Peneliti perbankan, Purbaya Yudhi Sadewa, juga mengatakan, tingkat suku bunga kredit di Indonesia bisa lebih rendah lagi. Namun, ia melihat justru bank sentral yang terkesan enggan mengendalikan bank untuk menurunkan bunga. Akibatnya, kata dia, BI seolah-olah melegalkan ada kekuatan oligopoli perbankan di dalam negeri.
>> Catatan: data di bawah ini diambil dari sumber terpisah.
PR #667, opened 2015-10-21
New test for super() invocation in arrow function

claudepache:
There was already a test for `super.foo()` in arrow function, but not for `super()`.

Firefox Nightly currently supports the former, but not the latter. (In fact, arrow functions are disabled in derived constructors.)

### DIFF
--- a/data-es6.js
+++ b/data-es6.js
@@ -778,6 +778,29 @@ exports.tests = [
       },
     },
     {
+      name: 'lexical super-constructor binding',
+      exec: function(){/*
+        var received
+
+        class B {
+          constructor (arg) {
+            received = arg
+          }
+        }
+        class C extends B {
+          constructor () {
+            var callSuper = () => super('foo')
+            callSuper()
+          }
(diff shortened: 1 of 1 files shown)


data-es6.js
```diff
@@ -778,6 +778,29 @@ exports.tests = [
...
+          constructor () {
+            var callSuper = () => super('foo')
+            callSuper()
+          }
+        }
+
+	return new C instanceof C && received === 'foo'
+      */},
+      res: {
+      	/* TBD */
```
kangax, line 800: We should really look into making a script that can connect to multiple browsers, run snippet of code, and report results back. Something like http://tutti.tobyho.com/ (which used to work back in the days). Perhaps using @saucelabs or @browserstack API's?

@jdalton I know you've worked with some of these; do you know if it's possible?

jdalton, line 800: With saucelabs you can specify a custom runner with the rest API to handle the payload. Totally doable.

Issue #673, opened 2015-10-26
Data Edge and Firefox switched when sorting on features


Studio384:
When you sort on features, I noticed that Edge and Firefox which have the first 2 collums, switch data. The numbered scores (like 12/15) are correct, however the individual features are switched between the twoo.

sarahkadar:
Not just the first two... all of them...

Studio384:
This is still not fixed.

sarahkadar:
I have a PR waiting for review @kangax :)

PR #678, opened 2015-10-30
Fix bug reported in issue #673

sarahkadar:
Re: issue #673. 

I think this is some legacy thing that got changed one point (the number of columns in a row) and then the sorting broke.


KTamas:
Oh, fun, this both fixes AND breaks the ES7 table. Will have to investigate more.

PR #1454, opened 2019-04-24
Fixing the result values for Firefox features marked as "nightly" and "developer"

afmenez:
"flagged" means that the feature is not available by default, but it can be turned on by the user (either by changing the browser configuration or adding a command line parameter).
This is not what "nightly" means: it is available by default on nightly builds (via compilation flags), and not available at all on other builds. Changing this to "flagged" marked lots of features as optionally available on older versions, which is not true.

This PR reverts a change made in #1438, which was trying to mark BigInt as a "flagged" on nightly builds for Firefox 68, but the feature is not #ifdef as nightly anymore (see #1448 and #1449).

### DIFF
--- a/data-common.json
+++ b/data-common.json
@@ -57,12 +57,12 @@
       "note_html": "The feature is available on desktop versions only, it is not available on mobile versions yet."
     },
     "developer": {
-      "val": "flagged",
+      "val": false,
       "note_id": "firefox-developer",
       "note_html": "The feature is available only in Firefox Developer Edition and Firefox Nightly builds."
     },
     "nightly": {
-      "val": "flagged",
+      "val": false,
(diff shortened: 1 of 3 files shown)


zloirock (changes requested):
Similarly https://github.com/kangax/compat-table/pull/1453#pullrequestreview-230396239

afmenez:
I don't think the situation is the same as the "nomob" patch, and that's why I did a separate patch.  For the "nomob", the feature is partially available on all the development stages.  For "nigthly" the feature is only available on the latest version, and not available when it progresses to more stable stages (there are currently 11 FF versions on the table, the result would only be correct for one).

afmenez:
I changed my view of the "flagged" state.

PR #1473, opened 2019-06-24
WeakReferences to Stage 3

afmenez:
The WeakReferences proposal advanced to Stage 3.

### DIFF
--- a/data-esnext.js
+++ b/data-esnext.js
@@ -503,6 +503,23 @@ exports.tests = [
         duktape2_0: false,
         graalvm: false,
       }
+    },
+    {
+      name: 'Finalizers minimal support',
+      spec: 'https://github.com/tc39/proposal-weakrefs#finalizers',
+      exec: function(){/*
+        var fg = new FinalizationGroup(function() {});
+        return Object.getPrototypeOf(fg) === FinalizationGroup.prototype;
+      */},
+      res : {
+        ie11: false,
+        firefox2: false,
+        opera10_50: false,
+        chrome65: false,
+        chrome74: {val: 'flagged', note_id: "chrome-weakrefs"},
+        duktape2_0: false,
+        graalvm: false,
+      }
     }
   ]
 },
--- a/data-esnext.js
+++ b/data-esnext.js
@@ -481,25 +481,31 @@ exports.tests = [
   }
 },
 {
-  name: 'weak references',
+  name: 'WeakReferences',
   spec: 'https://github.com/tc39/proposal-weakrefs',
   category: STAGE3,
   significance: 'large',
-  exec: function(){/*
-    var O = {};
-    var weakref = System.makeWeakRef(O);
-    var works = weakref.get() === O;
-    weakref.clear();
-    return works && weakref.get() === undefined;
-  */},
-  res : {
-    ie11: false,
-    firefox2: false,
-    opera10_50: false,
-    chrome65: false,
-    duktape2_0: false,
-    graalvm: false,
-  }
+  subtests: [
+    {
+      name: 'Weak references',
+      spec: 'https://github.com/tc39/proposal-weakrefs#weak-references',
+      exec: function(){/*
+        var O = {};
+        var weakref = new WeakRef(O);
+        var works = weakref.deref() === O;
+        weakref.clear();
+        return works && weakref.deref() === undefined;
+      */},
+      res : {
+        ie11: false,
+        firefox2: false,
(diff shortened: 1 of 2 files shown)


ljharb (changes requested):
The stage 3 proposal no longer has System at all; we should update the tests before/while advancing the stage.

afmenez:
Sorry, I am not sure I know enough, and there's no implementation of the spec to test it.  Would this be the correct update of the test?
```
    var O = {};
    var weakref = new WeakRef(O);
    var works = weakref.deref() === O;
    weakref.clear();
    return works && weakref.deref() === undefined;
```
I noticed that there are no tests for the [`Finalizers`](https://github.com/tc39/proposal-weakrefs#finalizers) part of the proposal.  I'll move the test above to a subtest and open a new issue for the missing one.

ljharb:
I think that looks good - at the worst it's much closer than the current test :-)

ljharb (approved):

afmenez:
The proposal says in the end that it is implemented on latest chrome builds, so I have marked it as such.

data-esnext.js
```diff
@@ -481,25 +481,32 @@ exports.tests = [
...
-  }
+  subtests: [
+    {
+      name: 'Weak references',
+      spec: 'https://github.com/tc39/proposal-weakrefs#weak-references',
+      exec: function(){/*
+        var O = {};
+        var weakref = new WeakRef(O);
+        var works = weakref.deref() === O;
+        weakref.clear();
```
chicoxyzzy: There is no such method as `WeakRef.prototype.clear`

chicoxyzzy (changes requested):

data-esnext.js
```diff
@@ -481,25 +481,32 @@ exports.tests = [
...
+        return works && weakref.deref() === undefined;
+      */},
+      res : {
+        ie11: false,
+        firefox2: false,
+        opera10_50: false,
+        chrome65: false,
+        chrome77: {val: 'flagged', note_id: "chrome-weakrefs", note_html: "Available behind the <a href='https://bugs.chromium.org/p/v8/issues/detail?id=8179'><code>--harmony-weak-refs</code></a> flag in V8."},
```
chicoxyzzy: It's implemented in Chrome 74 with flag `--js-flags=--harmony-weak-refs --expose-gc`

chicoxyzzy:
I think we can try to adopt example from [here](https://github.com/JSKongress/JS-Kongress-Munich-Deep-Track/issues/20#issuecomment-477750040). There is also https://github.com/tc39/test262/pull/2192

data-esnext.js
afmenez: I'll fix it.

data-esnext.js
afmenez: This is in the current test, I missed it in my revision.  How about splitting this test in two, one testing only the WeakRef() creation and other testing the persistence after a gc()?

afmenez:
There are A LOT of tests there, and they are too much for me.  How about I fix the remaining issues with the current test, and someone with more knowledge can write the appropriate tests in a separate issue? There's even #1476 already open.

chicoxyzzy:
Sure, you don't need to move all tests from test262 (there could be some some small tests we can take though). I think that fixing current example could work as a good starting point for now.

data-esnext.js
afmenez: Done.

data-esnext.js
afmenez: I couldn't make the gc() part work in Chrome, so I left it out.  I'll let someone more familiar with it write additional tests.

afmenez:
OK, I fixed the test and added a minimal test for the Finalizers part.  I believe this is ready for merging, but not enough to close #1476 yet.

data-esnext.js
```diff
@@ -484,24 +484,39 @@ exports.tests = [
   name: 'WeakReferences',
   spec: 'https://github.com/tc39/proposal-weakrefs',
   category: STAGE3,
-  significance: 'large',
+  significance: 'medium',
```
ljharb: why the downgrade? this is a fundamentally new capability.

ljharb (approved):

data-esnext.js
afmenez: No good reason.  I'll change it back.

chicoxyzzy (approved):
Tested in Chrome Canary with WeakRef flags

LGTM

Pelaku perbankan, kata Purbaya, tak akan pernah mengakui jika suatu ketika mereka (para pimpinan bank) saling bertemu dan melakukan setting bunga pinjaman. Purbaya melihat ada praktik walau tanpa pembicaraan sekalipun, pelaku bank saling memberi kode suku bunga pinjaman yang akan mereka berlakukan. "Praktik ini klasik dan sudah berkembang lama," ujarnya.
Kepala Ekonom Bank Mandiri Destry Damayanti mengungkapkan, struktur pendanaan di perut bank nasional masih didominasi dana mahal (deposito) ketimbang dana murah seperti tabungan atau giro. Data BI pada April 2012 menunjukkan porsi deposito dalam dana pihak ketiga (DPK) bank umum mencapai 46,04 persen, lebih tinggi dari giro (22,57 persen), dan tabungan (31,39 persen).
Ini membuat biaya dana tinggi dan pendanaan bank bergantung pada sejumlah kecil nasabah yang memiliki dana besar. “Akibatnya, posisi tawar bank terutama bank menengah kecil tidak equal. Artinya, kalau bank menurunkan bunga deposito sedikit, deposan gampang switching (beralih),” ungkap Destry.